All of this is quite speculative—remember that I often use my blog as a platform for airing new ideas and soliciting comments and critique. What we need is the application of the phylogenetic model to this question by specialists on Polynesian culture (of which I am, most assuredly, not one). Careful reconstruction using the triangulation method of Kirch and Green could be complemented by more quantitative Bayesian phylogenetic models that have been developed by such cultural evolutionists as Ruth Mace and Russell Gray. In fact, Gray’s group recently (in 2015) published a Bayesian analysis of moralizing religion in Austronesia (a broader linguistic grouping that includes the Polynesians). I am in contact with the first author of the article, Joseph Watts, about the details of their data and analyses.

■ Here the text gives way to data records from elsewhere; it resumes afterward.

PR #985, opened 2020-02-10
Revert "Revert "Add sentry""

iAdramelk:
First attempt was reverted because of the bug, so this a new one for testing and debug.


iAdramelk:
@shcheklein Ok,  I think I fixed it https://dvc-landing-sentry-inte-ymkwh6.herokuapp.com/doc

Problem was that I put `@zeit/next-source-maps` inside  `devDependencies` instead of `dependencies`. Moving it fixed error.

In conclusion, Polynesia (and, more broadly, Austronesia) is a great “polygon” that has served us well in developing a variety of approaches for reconstructing cultural evolution of prehistoric societies. But it’s not the only one. Take Indo-Europeans. Jean Haudry in 1993 compared oath formulas from a number of Indo-European languages (Old Norse, Russian, Sanskrit, and Persian) and found that they share the image of the perjurer struck by his own weapon. Was this MSP element present in the PIE culture? There is a great potential for employing the phylogenetic model to reconstruct not only past languages, but also elements of past religions. And this potential has hardly been tapped.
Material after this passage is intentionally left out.